Schmitt, an assistant professor in Oregon State University’s school of mechanical, industrial and manufacturing engineering, is trying to develop legged robots that can easily run over the roughest surfaces. He wants to create a robot that can run as easily as cockroaches and guinea hens, two creatures that seem to be able to do so without thinking, and without disruption.
Cockroaches, with their sprawled postures and splayed legs, slow only about 20 percent when going over blocks that are as much as three times higher than their hips.
“Their remarkable locomotion performance has more to do with how they are built, rather than how they react,” he said.
Schmitt and his colleagues have developed a computer model that allows a running robot to recover from a change in ground surface almost as skillfully as a guinea hen.

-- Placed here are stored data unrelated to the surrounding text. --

PR #1347, opened 2021-03-03
fix instructions to use nightlies

bjaglin:
`sbt-scalafix` is versioned independently (at least for SNAPSHOTs) and we don't have its latest SNAPSHOT version here, so it's `scalafix-interfaces` the user should override to get the latest `scalafix-core` & `scalafix-rules`.

### DIFF
--- a/docs/users/installation.md
+++ b/docs/users/installation.md
@@ -451,19 +451,15 @@ Scalafix is supported in other build tools via externally maintained plugins:
 ## SNAPSHOT
 
 Our CI publishes a snapshot release to Sonatype on every merge into master. Each
-snapshot release has a unique version number, jars don't get overwritten. To
-find the latest snapshot version number, go to
-<https://oss.sonatype.org/content/repositories/snapshots/ch/epfl/scala/scalafix-core_2.12/>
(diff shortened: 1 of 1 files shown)


mlachkar (approved):

mlachkar (commented):
I have just tested this documentation, it works perfectly. Maybe we can add a link to where we can find those snapshots (this was the most difficult part) https://oss.sonatype.org/content/repositories/snapshots/ch/epfl/scala/scalafix-interfaces/

bjaglin:
> Maybe we can add a link to where we can find those snapshots (this was the most difficult part) https://oss.sonatype.org/content/repositories/snapshots/ch/epfl/scala/scalafix-interfaces/

Well, I actually removed the link towards the Sonatype OSS listing, since the latest available version is advertised in the generated doc thanks to `@NIGHTLY_VERSION@`, and I think the most common use-case is to use the latest available version. Advanced users trying to bisect a regression would probably know where to look for the artifact anyway.

mlachkar:
I didn't know about the doc being generating the right snapshot. Yes I think it's enough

Furthermore, they are studying the interaction of energy storage and expenditure, sensor and feedback requirements, and leg angles to learn about recovery from perturbations — those events or obstacles that disturb motion, such as pot holes — so the researchers can apply them to future robot design.

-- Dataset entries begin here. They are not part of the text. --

PR #1348, opened 2021-03-04
Close global after compute ondemand semanticdb files

mlachkar:
The state before the fix. It possible to reproduce by running multiple time the test on-demand with scalacOptions
The presentation compiler is never closed.

image

### DIFF
--- a/scalafix-cli/src/main/scala/scalafix/internal/v1/MainOps.scala
+++ b/scalafix-cli/src/main/scala/scalafix/internal/v1/MainOps.scala
@@ -12,6 +12,7 @@ import java.nio.file.attribute.BasicFileAttributes
 
 import scala.annotation.tailrec
 import scala.collection.mutable.ListBuffer
+import scala.tools.nsc.interactive.Global
 import scala.util.Failure
 import scala.util.Success
 import scala.util.Try
@@ -37,6 +38,7 @@ import org.typelevel.paiges.{Doc => D}
 import scalafix.Versions
 import scalafix.cli.ExitStatus
 import scalafix.interfaces.ScalafixEvaluation
+import scalafix.internal.compat.CompilerCompat.XtensionGlobal
 import scalafix.internal.config.PrintStreamReporter
 import scalafix.internal.diff.DiffUtils
 import scalafix.internal.interfaces.ScalafixEvaluationImpl
@@ -132,6 +134,7 @@ object MainOps {
           }
           // Then afterComplete for each rule
           args.rules.rules.foreach(_.afterComplete())
+          shutdownCompiler(args.global)
 
           ScalafixEvaluationImpl.from(fileEvaluations, ExitStatus.Ok)
         } else
@@ -267,7 +270,6 @@ object MainOps {
           )
         } catch {
           case NonFatal(_) =>
-            args.global.restart()
             TextDocument.defaultInstance
         }
       g.unitOfFile.clear()
@@ -347,6 +349,17 @@ object MainOps {
     } else {
       args.rules.syntacticPatch(doc, args.args.autoSuppressLinterErrors)
     }
+  }
+
+  private def shutdownCompiler(global: LazyValue[Option[Global]]): Unit = {
+    global.foreach(_.foreach(g => {
+      try {
+        g.askShutdown()
+        g.closeCompat()
+      } catch {
+        case NonFatal(_) =>
+      }
+    }))
   }
 
   def previewPatches(
@@ -440,6 +453,7 @@ object MainOps {
     }
 
     args.rules.rules.foreach(_.afterComplete())
+    shutdownCompiler(args.global)
 
     adjustExitCode(args, exit, files)
   }
--- a/scalafix-cli/src/main/scala/scalafix/internal/v1/Args.scala
+++ b/scalafix-cli/src/main/scala/scalafix/internal/v1/Args.scala
@@ -383,7 +383,7 @@ case class Args(
         settings.YpresentationAnyThread.value = true
         settings.classpath.value = validatedClasspath.syntax
         val reporter = new StoreReporter()
-        new Global(settings, reporter)
+        new Global(settings, reporter, "Scalafix")
       })
     }
 


scalafix-cli/src/main/scala/scalafix/internal/v1/MainOps.scala
```diff
@@ -267,7 +269,6 @@ object MainOps {
           )
         } catch {
           case NonFatal(_) =>
-            args.global.restart()
```
bjaglin, line 270: is this related to the change?

scalafix-cli/src/main/scala/scalafix/internal/v1/MainOps.scala
```diff
@@ -347,6 +348,18 @@ object MainOps {
     } else {
       args.rules.syntacticPatch(doc, args.args.autoSuppressLinterErrors)
     }
+    // close global if evaluated
+    cleanGlobalRessources(args.global)
```
bjaglin, line 352: should that be in a finally block instead?

scalafix-cli/src/main/scala/scalafix/internal/v1/MainOps.scala
```diff
@@ -347,6 +348,18 @@ object MainOps {
...
+    results
+  }
+
+  private def cleanGlobalRessources(global: LazyValue[Option[Global]]): Unit = {
+    if (global.isEvaluated)
+      global.value.foreach { g =>
+        g.askShutdown()
+        g.closeCompat()
+      }
```
bjaglin, line 361: is that the prefered way to shut down the compiler? https://github.com/scalacenter/scalafix/blob/f6bff33bf13512a9e73c83e448eb5456de1b5db2/scalafix-rules/src/main/scala/scalafix/internal/rule/ExplicitResultTypes.scala#L38-L47 is a bit different

bjaglin (commented):
good catch! some questions/comments as I am not very familiar with `Global`

scalafix-cli/src/main/scala/scalafix/internal/v1/MainOps.scala
mlachkar: no, but I don't understand why we do that. 
even if the compiler crash, the global don't crash. We can still close it after this.

scalafix-cli/src/main/scala/scalafix/internal/v1/MainOps.scala
mlachkar: ok

scalafix-cli/src/main/scala/scalafix/internal/v1/MainOps.scala
mlachkar: this what happens if we let this line
```try {
          InteractiveSemanticdb.toTextDocument(
            g,
            doc.input.text,
            doc.internal.input.syntax,
            10000,
            Nil
          )
          throw new Exception("exception")
        } catch {
          case NonFatal(_) =>
            println("exception catched")
            args.global.restart()
            TextDocument.defaultInstance
        }
        ```
image

Comment (mlachkar) [reply scalafix-cli/src/main/scala/scalafix/internal/v1/MainOps.scala:270]: it's never closed

File: scalafix-cli/src/main/scala/scalafix/internal/v1/MainOps.scala (hunk 2 above)
Comment (mlachkar) [reply scalafix-cli/src/main/scala/scalafix/internal/v1/MainOps.scala:352]: yes. but where?

File: scalafix-cli/src/main/scala/scalafix/internal/v1/MainOps.scala (hunk 3 above)
Comment (mlachkar) [reply scalafix-cli/src/main/scala/scalafix/internal/v1/MainOps.scala:361]: those two methods are not supposed to throw exceptions. but why not

File: scalafix-cli/src/main/scala/scalafix/internal/v1/MainOps.scala (hunk 2 above)
Comment (bjaglin) [reply scalafix-cli/src/main/scala/scalafix/internal/v1/MainOps.scala]: I don't understand your question - here?

File: scalafix-cli/src/main/scala/scalafix/internal/v1/MainOps.scala (hunk 3 above)
Comment (bjaglin) [reply scalafix-cli/src/main/scala/scalafix/internal/v1/MainOps.scala]: I didn't look at the git history, but I am guessing this was done for a reason? or to be defensive, which is not a bad thing

File: scalafix-cli/src/main/scala/scalafix/internal/v1/MainOps.scala (hunk 1 above)
Comment (bjaglin) [reply scalafix-cli/src/main/scala/scalafix/internal/v1/MainOps.scala:270]: I see, I just realized`restart()` was just dropping the reference https://github.com/scalacenter/scalafix/blob/e31e5c946a14bb3839ef5c087b660953a3485db8/scalafix-core/src/main/scala/scalafix/internal/v1/LazyValue.scala#L17-L19 :+1:

**Review by bjaglin — COMMENTED** [review]
Maybe a larger question but do we want to keep supporting ondemand generation of semanticdb files in 1.0? This will require significant effort to support it with Scala 3 sources, and as far as I know, that feature is undocumented.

The goal is to eventually design the real thing, a robot that can cover rough terrain in dangerous circumstances — such as in the military, law enforcement or in space exploration. For humans, the knowledge might help improve prosthetic devices.
“Hopefully, we could produce better prosthetic devices than the ones we now have,” Schmitt said.

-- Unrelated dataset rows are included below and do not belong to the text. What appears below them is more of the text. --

PR #1354, opened 2021-03-26
Trampoline Concat patches.

rpiaggio:
Avoids stack overflows when processing large `Concat` structures by using trampolining.

### DIFF
--- a/scalafix-core/src/main/scala/scalafix/internal/patch/EscapeHatch.scala
+++ b/scalafix-core/src/main/scala/scalafix/internal/patch/EscapeHatch.scala
@@ -4,6 +4,7 @@ import scala.annotation.tailrec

At this stage of the project, Schmitt doesn’t actually work hands-on with the insects. Rather, his role is in developing computer locomotion models that use the animals as a foundation. For example, he began with the idea that guinea hens change their leg angle and leg length at touch-down to recover from drops in the terrain.
“Since the basic, vertical-plane locomotion model I am using [is] valid for a wide range of animals ranging from cockroaches to humans, I then looked to the cockroach for some ideas as to how the leg length should change during the time it touches the ground, and how the leg angle at touch-down should vary in response to a change in ground height,” he explained.
His research colleague, Robert Full at the University of California, Berkeley, works directly with the cockroaches.
“His work has focused on examining the muscle activation that occurs in cockroach legs as they run,” Schmitt said.